API Reference

intake_parquet.source.ParquetSource(*args, ...)

Source to load parquet datasets.

class intake_parquet.source.ParquetSource(*args, **kwargs)[source]

Source to load parquet datasets.

Produces a dataframe.

A parquet dataset may be a single file, a set of files in a single directory or a nested set of directories containing data-files.

The implementation uses either fastparquet or pyarrow, select with the engine= kwarg.

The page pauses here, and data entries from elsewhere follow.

PR #4925, opened 2024-12-09
Open Telemetry: Adds option to opt-in optional dimensions

sourabh1007:
## Description

Added a new `ClientTelemetryOptions` to configure Operation and Network Level Metrics.

- `OperationMetricsOptions`
    - `IsRegionIncluded` - to include Region Contacted List
    - `CustomDimensions` - Provide flexibility to customer to include app specific dimensions in the metrics

- `NetworkMetricsOptions`
    - `IsRoutingIdIncluded` - to include Routing id (i.e. pkrange or partion/replica info)
    - `CustomDimensions` - Provide flexibility to customer to include app specific dimensions in the metrics

## Type of change


Microsoft.Azure.Cosmos/src/NetworkMetricsOptions.cs
```diff
@@ -0,0 +1,30 @@
...
+        /// should be included in the network metrics. The default value is <c>false</c>.
+        /// </summary>
+        public bool ShouldIncludeRoutingId { get; set; } = false;
+
+        /// <summary>
+        /// Gets or sets a collection of custom dimensions to include in the network metrics.
+        /// Each dimension is defined as a key-value pair, where the key is the dimension name and the value is a function that returns the dimension value.
+        /// </summary>
+        [JsonIgnore]
+        public IDictionary<string, Func<string>> CustomDimensions { get; set; }
```
kirankumarkolli, line 27: Why is the value modeled as Fun<>? 
At every operation level application had no control right => practically only the const/static makes sense.

Microsoft.Azure.Cosmos/src/NetworkMetricsOptions.cs
```diff
@@ -0,0 +1,30 @@
...
+    /// <summary>
+    /// Represents the configuration options for collecting metrics related to Cosmos DB network operations.
+    /// </summary>
+    public class NetworkMetricsOptions
+    {
+        /// <summary>
+        /// Gets or sets a value indicating whether the routing ID (e.g., PK Range ID for Gateway Mode or Partition/Replica information for Direct Mode, if available) 
+        /// should be included in the network metrics. The default value is <c>false</c>.
+        /// </summary>
+        public bool ShouldIncludeRoutingId { get; set; } = false;
```
kirankumarkolli, line 20:
```suggestion
        public bool IncludeRoutingId { get; set; } = false;
```

Microsoft.Azure.Cosmos/src/NetworkMetricsOptions.cs
```diff
@@ -0,0 +1,30 @@
...
+    using Newtonsoft.Json;
+
+    /// <summary>
+    /// Represents the configuration options for collecting metrics related to Cosmos DB network operations.
+    /// </summary>
+    public class NetworkMetricsOptions
+    {
+        /// <summary>
+        /// Gets or sets a value indicating whether the routing ID (e.g., PK Range ID for Gateway Mode or Partition/Replica information for Direct Mode, if available) 
+        /// should be included in the network metrics. The default value is <c>false</c>.
```
kirankumarkolli, line 18: Let's please expand on why the default is `false` Or what's the trade-off?

Microsoft.Azure.Cosmos/src/OperationMetricsOptions.cs
```diff
@@ -0,0 +1,29 @@
...
+    /// <summary>
+    /// Represents the configuration options for collecting metrics related to Cosmos DB operations.
+    /// </summary>
+    public class OperationMetricsOptions
+    {
+        /// <summary>
+        /// Gets or sets a value indicating whether the region information should be included in the operation metrics.
+        /// Default value is <c>false</c>.
+        /// </summary>
+        public bool ShouldIncludeRegion { get; set; } = false;
```
kirankumarkolli, line 20:
```suggestion
        public bool IncludeRegion { get; set; } = false;
```

Microsoft.Azure.Cosmos/src/NetworkMetricsOptions.cs
kirankumarkolli: Let's also please extend on when custom dimensions are needed with an example?

kirankumarkolli, line 27: Are dimensions Operation/Network specific? 
If not do they needs be moved up?

FabianMeiswinkel: I assume the Func is meant to allow customers to change some dimension value over time without restart. This is fine in theory - but a slippery slope because cardinality of values for a dimension have to be small - otherwise any metric system will be overwhelmed by the sheer number of time-series it has to handle. So, I would also start with constant only unless there is a clear scenario already. And if so, the comment here needs to spell out the reasonable constraints on cardinality for dimensions.

sourabh1007: Provided separate settings for Network-level dimensions and Operation-level dimensions. This approach offers customers the flexibility to add custom dimensions specific to each level of metrics.

sourabh1007: Added some examples to justify, `Func<string>` dimension. I have added a documentation for cardinality/cost/complexity issue.

Microsoft.Azure.Cosmos/src/NetworkMetricsOptions.cs
```diff
@@ -6,6 +6,7 @@ namespace Microsoft.Azure.Cosmos
 {
     using System;
     using System.Collections.Generic;
+    using Antlr4.Runtime;
```
FabianMeiswinkel, line 9: Revert?

Microsoft.Azure.Cosmos/src/NetworkMetricsOptions.cs
FabianMeiswinkel: I think teh samples show why using a Func is a bad idea - let's please move this to a IDictionary<string, string>

Microsoft.Azure.Cosmos/src/OperationMetricsOptions.cs
```diff
@@ -17,12 +18,63 @@ public class OperationMetricsOptions
...
+        /// However, it may increase the cardinality of metrics, potentially leading to higher storage costs and generating a large volume of low-sample-count metrics, 
+        /// which can complicate analysis.
+        /// </para>
+        /// <para>
+        /// So, Carefully evaluate whether the additional granularity is necessary 
+        /// for your use case, as it may lead to increased resource consumption and complexity.
+        /// </para>
+        /// </remarks>
         [JsonIgnore]
         public IDictionary<string, Func<string>> CustomDimensions { get; set; }
```
FabianMeiswinkel, line 79: IDictionary<string, string>

FabianMeiswinkel (changes requested):
Please move to static values for custom dimensions

Microsoft.Azure.Cosmos/src/NetworkMetricsOptions.cs
```diff
@@ -16,7 +13,7 @@ public class NetworkMetricsOptions
     {
         /// <summary>
         /// Gets or sets a value indicating whether the routing ID (e.g., PK Range ID for Gateway Mode or Partition/Replica information for Direct Mode, if available)
```
FabianMeiswinkel, line 15: NIT: Leaving comment about default behaviuor (if not specified) is still useful

Microsoft.Azure.Cosmos/src/OperationMetricsOptions.cs
```diff
@@ -31,51 +27,24 @@ public class OperationMetricsOptions
         /// for your use case, as it may lead to increased resource consumption and complexity.
         /// </para>
         /// </remarks>
-        public bool IncludeRegion { get; set; } = false;
+        public bool? IncludeRegion { get; set; }
```
FabianMeiswinkel, line 30: NIT: Brief comment about default behavior if not specified would be still useful.

FabianMeiswinkel (dismissed):
LGTM - Thanks!

Microsoft.Azure.Cosmos/src/OperationMetricsOptions.cs
sourabh1007: Although, current doc should be able to explain the default behavior but as you mentioned, I have included it specifically to make it clearer.

FabianMeiswinkel (approved):
LGTM Thanks

kirankumarkolli (approved):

Common keyword parameters accepted by this Source:

columns: list of str or None
column names to load. If None, loads all
filters: list of tuples
row-group level filtering; a tuple like ('x', '>', 1) would mean that if a row-group has a maximum value less than 1 for the column x, then it will be skipped. Row-level filtering is not performed.
engine: ‘fastparquet’ or ‘pyarrow’
Which backend to read with.
see pd.read_parquet and dd.read_parquet() for the other named parameters that can be passed through.

Attributes

cache
cache_dirs
cat
classname
description
dtype
entry
gui: Source GUI, with parameter selection and plotting
has_been_persisted
hvplot: Returns a hvPlot object to provide a high-level plotting API.
is_persisted
plot: Returns a hvPlot object to provide a high-level plotting API.
plots: List custom associated quick-plots
shape

Methods

`__call__`(**kwargs)	Create a new instance of this source with altered arguments
`close`()	Close open resources corresponding to this data source.
`configure_new`(**kwargs)	Create a new instance of this source with altered arguments
`describe`()	Description from the entry spec
`discover`()	Open resource and populate the source attributes.
`export`(path, **kwargs)	Save this data for sharing with other people
`get`(**kwargs)	Create a new instance of this source with altered arguments
`persist`([ttl])	Save data from this source to local persistent storage
`read`()	Create single pandas dataframe from the whole data-set
`read_chunked`()	Return iterator over container fragments of data source
`read_partition`(i)	Return a part of the data corresponding to i-th partition.
`to_dask`()	Return a dask container for this data source
`to_spark`()	Produce Spark DataFrame equivalent
`yaml`()	Return YAML representation of this data-source

get_persisted
set_cache_dir

read()[source]: Create single pandas dataframe from the whole data-set

to_dask()[source]: Return a dask container for this data source

to_spark()[source]

Produce Spark DataFrame equivalent

This will ignore all arguments except the urlpath, which will be directly interpreted by Spark. If you need to configure the storage, that must be done on the spark side.

This method requires intake-spark. See its documentation for how to set up a spark Session.